Considering such a favorable environment for bigpahram in Canada do they need it improved? Bigpharma and Rx&D think so.
Industry Guy
As far as I know….there isnt any significant big pharma in Canada (unless you’re francophone, thats why me and my friends came to US to work…..
industry insider
Industry Guy, getting new drugs approved in Canada is harder than in the US. Given that the Canadian population is 10% of that of the US, and in my personal experience is that every provincial formulary nickels and dimes you to death over pricing. So why should Big Pharma have a presence in Canada just for our senior citzens to cross the border on their bus rides and buy cheap Canadian Rx drugs.

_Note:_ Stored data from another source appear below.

PR #1395, opened 2025-09-19
Fix `ErrorsController` for unauthenticated users

ethax-ross:
### Context

At the moment, if we hit a 404 error it ends up being swallowed by the `authenticate` `before_action` and instead results in a redirect to the `pre_login_redirect_path`.

We want to surface errors correctly for unauthenticated users.

- Skip authenticate in ErrorsController

By skipping `authenticate` in `ErrorsController` we will correctly pick up and respond with the correct status code/view.

- Add test coverage to ErrorsController

Add tests that will ensure our `ErrorsController` is correctly handling errors.

### Guidance to review

Initially we wanted to restrict the changes to the API, thinking this was API-specific, however it turned out to be a general issue with error handling in the app.

The API errors already have test coverage in the various shared contexts for testing endpoints.

### DIFF
--- a/app/controllers/admin_controller.rb
+++ b/app/controllers/admin_controller.rb
@@ -1,4 +1,6 @@
 class AdminController < ApplicationController
+  before_action :authenticate
+
   include Authorisation
 
   def index
--- a/app/controllers/api/documentation_controller.rb
+++ b/app/controllers/api/documentation_controller.rb
@@ -2,8 +2,6 @@
 
 module API
   class DocumentationController < ApplicationController
-    skip_before_action :authenticate
-
     layout "api_docs"
 
     def index
--- a/app/controllers/api/guidance_controller.rb
+++ b/app/controllers/api/guidance_controller.rb
@@ -2,8 +2,6 @@ module API
   class GuidanceController < ApplicationController
     include ReleaseNotes
 
-    skip_before_action :authenticate
-
     layout 'api_guidance'
 
     def show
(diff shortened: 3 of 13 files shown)


peteryates:
Approved despite this still being in draft, but it looks spot on.

I do wonder if it might be easier to remove the authorisation from `ApplicationController` and just have these 'top level' controllers open by default, but to start authorising at the next level (`SchoolController`, `AdminController`, `APIController` etc).

leandroalemao (commented):
Hi @ethax-ross For the API calls ie: calls to `/api/v3/blabla`, should we see a more user friendly message in JSON? rather than getting the html code of the 404 page? or it doesn't matter the body content as usually it just cares about response code anyway?

cwrw (dismissed):

cpjmcquillan (approved):

ethax-ross:
> Approved despite this still being in draft, but it looks spot on.
> 
> I do wonder if it might be easier to remove the authorisation from `ApplicationController` and just have these 'top level' controllers open by default, but to start authorising at the next level (`SchoolController`, `AdminController`, `APIController` etc).

I've added a commit to do this if you could cast your eye over it in case I've missed anything 👍

ethax-ross:
> Hi @ethax-ross For the API calls ie: calls to `/api/v3/blabla`, should we see a more user friendly message in JSON? rather than getting the html code of the 404 page? or it doesn't matter the body content as usually it just cares about response code anyway?

Yeah, so. you should get something like this from API endpoints:

```
{
    "errors": [
        {
            "title": "Resource not found",
            "detail": "Nothing could be found for the provided details"
        }
    ]
}
```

Where’s the ROI in that?
Basel lair
Both industry guys seem to have never left their local village since birth. Canada is ALWAYS 10% of whatever you have and do in US, even though we have smaller population but far bigger territory. It is the second biggest country in the world and we have ALL major bigpharma cos be they yours or be their Euro, the ones that count.These cos are as “good” as yours except their crime is far “better” for they do it without any fear of concequenses as your “poor” cos are. US cos paid well over 25 Billion in fines so far, that would be 2.5B in Canada % if everything were 10%. But if they had the same good FCA as you do, based on the crime they did for the same period, Canada’s cos would have paid at least 10 Billion which compares to 100 Billion in USA. So why would not any half decent pharma co lend in Canada? It is open for business both legit and other type. I know for sure for I too was a part of the orgy of crime Canadian cos are doing routinely.
So industry guys join those seniors on their bus trips and see the more advanced place than what you are used to. ps: do not take a fur coat on your back in July, that is just an urban legend still around in your parts.